## Exercise aim
For the data below, report only the number of lines containing the string "checks".

## Working data
Issue #250, opened 2026-07-16
[Feature]:  add a button like maccy.


sheiy:
### Problem or Motivation

like maccy

### Proposed Solution

<img width="469" height="538" alt="Image" src="https://github.com/user-attachments/assets/3641b955-9a3d-49ba-9701-fe4286ed00af" />

### Feature Area

Menu Bar

vorssaint:
Thanks for the suggestion. I prototyped a dedicated clipboard icon, but a second menu bar icon is currently very unstable on macOS 27 and it was crashing in my tests. Keeping the app stable for the version that is coming has to come first, so I am closing this for now. You can still open the clipboard history from the panel and with a shortcut, and I may revisit a dedicated icon when macOS behaves better.

sheiy:
Got it. Thanks for your work!

PR #1141, opened 2026-08-29
feat(clipboard): show latest copy in the menu bar

adnn-alc:
## Summary

Adds an opt-in "Show latest copy in the menu bar" item next to the main icon (Settings → Clipboard), previewing the most recent clipboard entry with a settable character limit — similar to Maccy's menu bar preview. Clicking it opens the existing clipboard history quick panel, the same one the shortcut opens; right-click opens the usual context menu, same as the metric items — or, with "toggle Keep Awake on right-click" turned on, toggles Keep Awake instead, again matching what right-click already does everywhere else in the menu bar. The main icon's own click behavior is untouched.

It reuses the existing `menuBarSeparateMetrics` mechanism — the same independent, separately clickable `NSStatusItem` already used for CPU/GPU/memory — rather than a new bespoke icon. That distinction matters: #250 asked for something similar and was closed not-planned because a dedicated clipboard icon prototype crashed on macOS 27. The multi-item mechanism this reuses has shipped since 3.1.2, well before that instability was found, and is in production today; #698 is still open and blocked on a macOS 27 menu bar backend, so I'd rather flag that precedent than assume it no longer applies. #884 asks for something adjacent — an always-on preview pane with metadata — but is a different feature than this menu bar item.

Testing this live surfaced several correctness gaps in tracking "what's actually on the clipboard right now," all fixed in this PR. `entries` is literally `pinned + recent`, so `entries.first` is always a pinned item when anything is pinned — never the actual latest copy. Reusing a history entry to paste it again (`copy(entry:)` → `touch()`) deliberately doesn't reorder `entries`, so nothing signaled the preview to update either. A new `latestPasteboardEntry`, tracked separately from `entries`' own order, fixes both: it's set from every path that actually writes to the pasteboard (a fresh copy, reusing a single entry) and falls back correctly for a multi-entry batch paste, which doesn't correspond to one entry's text. It's also cleared the moment `ClipboardAutoClearService` actually empties the real system pasteboard (which `entries` never reflects on its own), and reconciled against `entries`' own `didSet` so removing the referenced entry, Clear Recent, Clear All, or a future history-limit trim all stop the preview from showing stale content — the same reconciliation happens to pick up editing that entry's text, too. Last one: the status item itself now stays alive but blank when there's simply nothing to show, rather than being removed — macOS doesn't reliably restore a dragged position for a status item recreated later, so removing it reset a manually repositioned item back to the default spot the next time something was copied.

## Verification

MacBook Air (M2, 8GB), macOS 26.6.2 (build 25G83), two displays (built-in Retina plus an external 1080p). Installed via `./build.sh --install` and used live across several rounds: enabled the toggle, copied text, reused an old history entry, removed the referenced entry, Clear Recent, Clear All, repositioned the item and re-tested after clearing again.

```sh
./build.sh                     # finishes without warnings
./build.sh --test              # TESTS OK (8946 checks)
```

Not tested: other app languages (11 of the 13 locales are my own translations, not native-checked), a single-display setup, or living with it over several days per the usual feature soak.

## Anything else

No existing issue matches this proposal, so there's no `Refs #N` — #250 (closed, not planned) and #884 (open, different ask) are referenced above as context. Given the direction question around #250/#698, I'd suggest opening this as a draft rather than ready-for-review.

**Edit:** a reviewer caught that `nil` on `latestPasteboardEntry` was overloaded — it meant both "never captured anything yet" (fall back to `recentEntries.first`) and "know the pasteboard was actually cleared," and the fallback treated every `nil` as the first case. `ClipboardAutoClearService` only empties the real pasteboard, never the saved history, so that fallback landed right back on the entry that was just wiped — the clear was a no-op unless history itself was empty. Fixed by seeding `latestPasteboardEntry` from `recentEntries.first` once at load instead of leaving it `nil` until the first capture, then dropping the fallback entirely: `nil` now unambiguously means nothing is currently on the pasteboard. The same gap existed in the capture poll itself, which can detect a pasteboard change and then decide not to record it (an ignored app, a concealed/secret copy, an image with the images toggle off) — it now resets to `nil` as soon as a change is detected, and the recording path sets it back a few lines down only when something is actually captured.

Re-verified live: the auto-clear path now correctly clears the menu bar preview instead of leaving the just-wiped text showing.


PathGao:
`latestPasteboardEntry` is the right split — `entries.first` really is wrong whenever anything is pinned, and reconciling it in `entries`' `didSet` covers remove/clear/trim in one place.

One gap, and it's the one the body claims to close. `pasteboardWasCleared()` nils it, then `syncClipboardPreviewItem` reads `latestPasteboardEntry ?? history.recentEntries.first`. Auto clear only empties the system pasteboard — the history keeps every entry — so nil falls straight back to the copy that was just wiped. The clear is a no-op unless the history is empty.

`nil` is carrying both "cleared" and "never knew". Cheapest split: seed it from `recentEntries.first` in `load()`, drop the fallback in the sync.

Same shape in `captureIfChanged`: it returns early for an ignored app, a concealed copy, or an image with the images toggle off — the pasteboard changed, nothing was recorded, and the item still advertises the previous copy as your latest. `latestPasteboardEntry = nil` right after `self.lastChangeCount = changeCount` covers all three; the recording paths set it back a few lines down.

Not verified on hardware, and I read the two sinks' ordering rather than ran it.

**Impact:** with auto clear on, the menu bar keeps showing text that is no longer on the pasteboard. Same after a copy the history deliberately skips.
**Merge:** needs the nil-means-cleared split first.

adnn-alc:
@PathGao fixed and updated the description, thanks for the quick review!

PathGao:
Both gaps are closed, and seeding at `load()` is the right shape — `nil` means "nothing" everywhere the poll and auto clear touch it.

Except at launch. `baselinePasteboard()` sets `lastChangeCount` to the pasteboard's current change count, so the first poll captures nothing and the seed never self-corrects. Copy something while Vorssaint is quit, then launch it: the menu bar advertises the old entry until you copy again. Either drop the seed (blank until the first copy) or read the content in `baselinePasteboard` and match it with `matchesContent`.

`copy(selectedEntries:)` still sets `nil` for a batch, but the pasteboard is full there — with the fallback gone that renders blank, and the comment on that line still says it "falls back to the most recent entry". One of the two has to change.

Minor: the tooltip comment says `preview` is capped at `previewCharacters` "for every kind". Only `.text` is; `.files` is an uncapped `fileNames.joined(...)`. Copy 300 files, get a 300-name tooltip.

Not verified on hardware — I read the ordering.

**Impact:** after launch the menu bar can advertise a copy that isn't on the pasteboard, for the whole session.
**Merge:** needs the launch seed settled first.

adnn-alc:
@PathGao fixed and confirmed that after relaunch it starts in clean state with nothing showin in the menu bar until copied again.

PathGao:
`load()` staying nil is right — with `baselinePasteboard()` no seed could self-correct, and blank-until-first-copy is the honest state. Batch comment and tooltip cap both fixed.

Three left, none the shape of the last two.

`previewCharacters` is 2000. Capping `.files` with it was the point, but for `.text` it lets a 2000-character tooltip through — copy a page of prose, hover, and it's a wall. Use a tooltip-sized constant, not the list-row one.

`captureStatusClick()` in `onClipboardPreviewClick` is dead here: `position(_:)` centres the quick panel on the pointer's screen, nothing is popover-anchored. Its only reader is `panelAnchor`'s 0.5s fallback for the *main* item, so inside that window it can anchor the main panel at the preview item. Drop it.

Body says "right-click still opens the usual context menu". With `keepAwakeRightClickToggle` on, `onRightClick` toggles Keep Awake. The code matches the metric items — it's the sentence that's off.

Not verified on hardware.

**Impact:** none on pasteboard tracking; a long copy gets an oversized tooltip.
**Merge:** hold for the maintainer's call on the #250/#698 precedent the body raises — nothing has answered it.

adnn-alc:
Tightened the clipboard preview's hover tooltip to a real ~200-character cap instead of letting a full page of text through, and removed a leftover click-position recording that had no effect on this feature but could have nudged the main panel's anchor if it opened moments later.

PathGao:
Tooltip cap and the dropped `captureStatusClick()` are both in, and the comment left on the click handler explains why it's absent — that's the part that stops someone adding it back.

Two left.

`installClipboardPreviewStatusItem` never sets `button.image`. Both existing item kinds do: `updateIconAppearance` sets `emptyStatusImage` for the reason spelled out in its own comment ("lets macOS apply the inactive-display appearance to the title"), and `refreshMetricStatusItems` sets it plus `imagePosition = .noImage` on every pass. Without it the preview text stays full strength on an inactive display's menu bar while the metrics beside it dim.

```swift
button.image = Self.emptyStatusImage
button.imagePosition = .noImage
```

Body still says "right-click still opens the usual context menu". With `keepAwakeRightClickToggle` on, `onRightClick` toggles Keep Awake instead — the code matches the metric items, it's the sentence that's off.

Not verified on hardware.

**Impact:** the preview text doesn't dim with the rest of the menu bar on a second display.
**Merge:** hold for the maintainer's call on the #250/#698 precedent the body raises — still unanswered.

adnn-alc:
Fixed inactive disaplay issue and updated original description.

adnn-alc:
Rebased and fixed merge conflict.

PathGao:
Inactive-display image and the right-click sentence are both in.

I went looking for a sibling to the auto-clear hook and there isn't one. `clearContents()` has 22 call sites on `main`; every one except `ClipboardAutoClearService` either writes new content immediately after, or is `TransientPaste`'s rewrite-then-restore, which must not clear the preview. The one other bare wipe — `resetCutState` cancelling a Finder cut — doesn't call `ignoreNextChange`, so the poll sees it and the new reset in `captureIfChanged` covers it. Auto clear is the only one that needed its own call, and it has it.

Also checked that all three promote paths funnel through `insertPromoted`, and that the nil sits after the `ignoreNextChange` guard rather than before it. Nothing to flag.

Not verified on hardware.

**Impact:** none.
**Merge:** hold for the maintainer's call on the #250/#698 precedent the body raises — still unanswered.

Sources/Vorssaint/Services/Clipboard/ClipboardHistoryService.swift
```diff
@@ -868,6 +912,14 @@ final class ClipboardHistoryService: ObservableObject {
...
         normalizeEntryOrder()
         trimToLimit()
+        // latestPasteboardEntry is deliberately left nil here rather than
+        // seeded from recentEntries.first: baselinePasteboard() takes
+        // whatever the pasteboard's change count already is as the starting
+        // point, so a copy made while Vorssaint was quit is never seen as a
+        // change once it launches — a seed here would have no way to
+        // self-correct and could advertise stale content for the rest of
+        // the session. The menu bar preview starts blank and fills in on
+        // the first real capture or reused entry instead.
```
vorssaint: the same stale case is still there when the history is switched off and on again, since copies made while it was off are never seen and the old entry comes back as the latest. and after every launch the item stays blank until the next copy even though the last copy is still on the clipboard. matching what is on the clipboard against the saved entries when the history starts watching again would settle both

Sources/Vorssaint/Services/Clipboard/ClipboardHistorySupport.swift
```diff
@@ -79,6 +79,13 @@ struct ClipboardHistoryEntry: Codable, Equatable, Identifiable {
         }
     }
 
+    /// `preview` collapsed further to a menu bar sized excerpt, for the
+    /// optional "show latest copy" status item.
+    func menuBarText(maxCharacters: Int) -> String {
+        guard preview.count > maxCharacters else { return preview }
+        return String(preview.prefix(maxCharacters)) + "…"
```
vorssaint: a copied image shows up here as bare numbers like 400×300, while everywhere else in the app the word image sits next to them. can the bar and the tooltip use that same label

Sources/Vorssaint/App/StatusItemController.swift
```diff
@@ -637,6 +659,110 @@ final class StatusItemController {
...
+        else {
+            removeClipboardPreviewStatusItem()
+            return
+        }
+
+        // The feature itself is on; keep the item alive even with nothing to
+        // show right now (e.g. right after Clear All) rather than removing
+        // it. macOS does not reliably restore a dragged position for an item
+        // recreated later — it would otherwise land back at the default spot
+        // the next time something is copied.
```
vorssaint: while there is nothing to preview, what stays in the bar, an empty gap? if so it should leave the bar like the metric items do once their reading is gone

Sources/Vorssaint/App/StatusItemController.swift
```diff
@@ -637,6 +659,110 @@ final class StatusItemController {
...
+        //
+        // No fallback to recentEntries here: latestPasteboardEntry is seeded
+        // at load and kept correct from then on (nil means the pasteboard was
```
vorssaint: this still says it is seeded at load, but the load now leaves it empty on purpose

adnn-alc:
@vorssaint Thank you for the feedback! All mentioned issues have been addressed. Please let me know if you need anything else in order to release this.

Sources/Vorssaint/Services/Clipboard/ClipboardHistoryService.swift
```diff
@@ -573,13 +616,24 @@ final class ClipboardHistoryService: ObservableObject {
             if baseline {
                 self.lastChangeCount = max(self.lastChangeCount, result.changeCount)
                 self.captureState.didBaseline()
+                // A match means the current clipboard content is a real,
+                // previously captured entry; no match (nothing recorded it,
+                // or it was copied while history was off) leaves the preview
+                // blank rather than guessing.
+                self.latestPasteboardEntry = result.content.flatMap(self.matchingEntry)
```
vorssaint, line 641: the last shown copy is kept while the history is off, so switching it back on brings it back for a moment until the clipboard check answers. clearing it when the history stops would keep the bar blank until then

Tests/MetricsTests.swift
```diff
@@ -16088,10 +16116,23 @@ struct MetricsTests {
...
                          "\(language.rawValue) clipboard bulk-delete format")
         }
+        for language in AppLanguage.allCases {
+            let values = Mirror(reflecting: FeatureStrings.mouseButtons(language)).children
+                .compactMap { $0.value as? String }
+            expect(values.count == 32 && values.allSatisfy { !$0.isEmpty },
+                   "every mouse button string is set for \(language.rawValue)")
+            expect(values.allSatisfy { !$0.contains("—") },
+                   "no em-dash in visible mouse button strings (\(language.rawValue))")
+        }
```
vorssaint: main dropped these two count checks on purpose, since the localization test now covers every clipboard string in every language by itself, and the mouse button one has nothing to do with this change. can you take both out so they do not come back with the merge

Sources/Vorssaint/App/StatusItemController.swift
```diff
@@ -174,6 +182,16 @@ final class StatusItemController {
...
 
+        ClipboardHistoryService.shared.$latestPasteboardEntry
+            .receive(on: DispatchQueue.main)
+            .sink { [weak self] _ in self?.syncClipboardPreviewItem() }
+            .store(in: &cancellables)
+
+        ClipboardHistoryService.shared.$isRunning
+            .receive(on: DispatchQueue.main)
+            .sink { [weak self] _ in self?.syncClipboardPreviewItem() }
+            .store(in: &cancellables)
```
vorssaint: these two run at launch for everyone, so the clipboard history comes to life, reads its saved file and scans its image folder even when the feature is not installed. today nothing of it loads unless the feature is on, can these only hook up when it is

adnn-alc:
Fixed additional issues, `stop()` now clears `latestPasteboardEntry`.
Two redundant Mirror-based string-cont tests are dropped.
`ClipboardHistoryService.shared` no longer loads for everyone.

Tests/MetricsTests.swift
```diff
@@ -16088,11 +16116,6 @@ struct MetricsTests {
             expect(hub.activeCountFormat.contains("%1$d") && hub.activeCountFormat.contains("%2$d"),
                    "count format keeps positional specifiers (\(language.rawValue))")
         }
-        for language in AppLanguage.allCases {
-            let clipboard = FeatureStrings.clipboard(language)
-            expectFormat(clipboard.deleteSelectedFormat, ["d"],
-                         "\(language.rawValue) clipboard bulk-delete format")
-        }
```
vorssaint, line 16102: the two count checks are gone, but the check that the bulk delete text still carries its number in every language went out with them, and main keeps that one. can you leave it in

adnn-alc:
Apologies for extra removal, added it back.

Sources/Vorssaint/Services/Clipboard/ClipboardHistoryService.swift
```diff
@@ -24,8 +24,25 @@ final class ClipboardHistoryService: ObservableObject {
...
-        didSet { entriesStamp &+= 1 }
+        didSet {
+            entriesStamp &+= 1
+            // Keeps latestPasteboardEntry from outliving the entry it points
+            // to: removing it, clearing recent/all, or trimming to a smaller
+            // limit must stop the preview from claiming stale content is
+            // still the latest copy. Re-reading it here (rather than nil-ing
+            // it) also picks up an edit to that same entry's text.
+            if let current = latestPasteboardEntry {
+                latestPasteboardEntry = entries.first(where: { $0.id == current.id })
```
vorssaint, line 35: pinning or unpinning the entry that is currently shown takes it out of the list for a moment, and this drops the preview right there, so the insert that follows never brings it back and the bar goes blank until the next copy. can the preview survive a pin change, for example by looking the entry up again once the move is done

adnn-alc:
Fixed issue where pinning an item removes it from the top bar, checked locally and works as expected.

PR #875, opened 2016-08-22
Truncate long urls

Rosa-Fox:
[Trello](https://trello.com/c/PVT5Fnpd/255-truncate-over-length-dfid-urls-medium)
- Shorten urls to 250 characters
- Every night a crawler backs up govuk. Before the change made in this PR, when the crawler tried to back up pages with long urls in specialist-publisher-rebuild it failed. This problems was fixed temporarily by [this change to Puppet](https://github.com/alphagov/govuk-puppet/pull/4791).

### DIFF
--- a/app/models/document.rb
+++ b/app/models/document.rb
@@ -1,6 +1,7 @@
 class Document
   include ActiveModel::Model
   include ActiveModel::Validations
+  include ActionView::Helpers::TextHelper
   include PublishingHelper
 
   attr_accessor(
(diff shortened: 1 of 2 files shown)


tuzz:
👍  looks good. We also need to write a script to actually update those documents. We might be able to use the `RepublishWorker` for this, although I'm not 100% confident in its operation. If you'd like, we can break that into a separate ticket? What do you want to do?

Rosa-Fox:
@tuzz Separate PR for truncating the long urls that are already live sounds good. Will use the same Trello card for both tasks, but have updated it to explain.

PR #877, opened 2016-08-24
Validate attachment snippets

tuzz:
screen shot 2016-08-25 at 11 18 46
This pull request makes attachment snippet matching far more robust. It also fixes a problem where some attachments don't have a url, which was resulting in a 500 server error for a few cma case pages.

Eventually, I'd like to see if we can surface some of the information in `AttachmentReporter` to the user-interface so that users can see errors if the snippets are invalid. It also reports on attachments that aren't used in the body of the document.


Seraphiana:
👍

PR #878, opened 2016-08-25
Remove external link-icon from attachments

tuzz:
(reopened after tidying up the git history)


tuzz:
https://github.com/alphagov/specialist-publisher-rebuild/pull/881

PR #881, opened 2016-08-25
Remove external link-icon from attachments

tuzz:
Added www.gov.uk and assets.publication.service.gov.uk as "whitelist" entries in the Govspeak generation to avoid the 'external-link' icon appearing for attachments and internal references.


Seraphiana:
looks good to me 👍

PR #883, opened 2016-08-26
Fix organisation permissions so that they match V1

tuzz:
I also annotated the files so it's easy to see who
can access what. In total, there were two permission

## Your response
3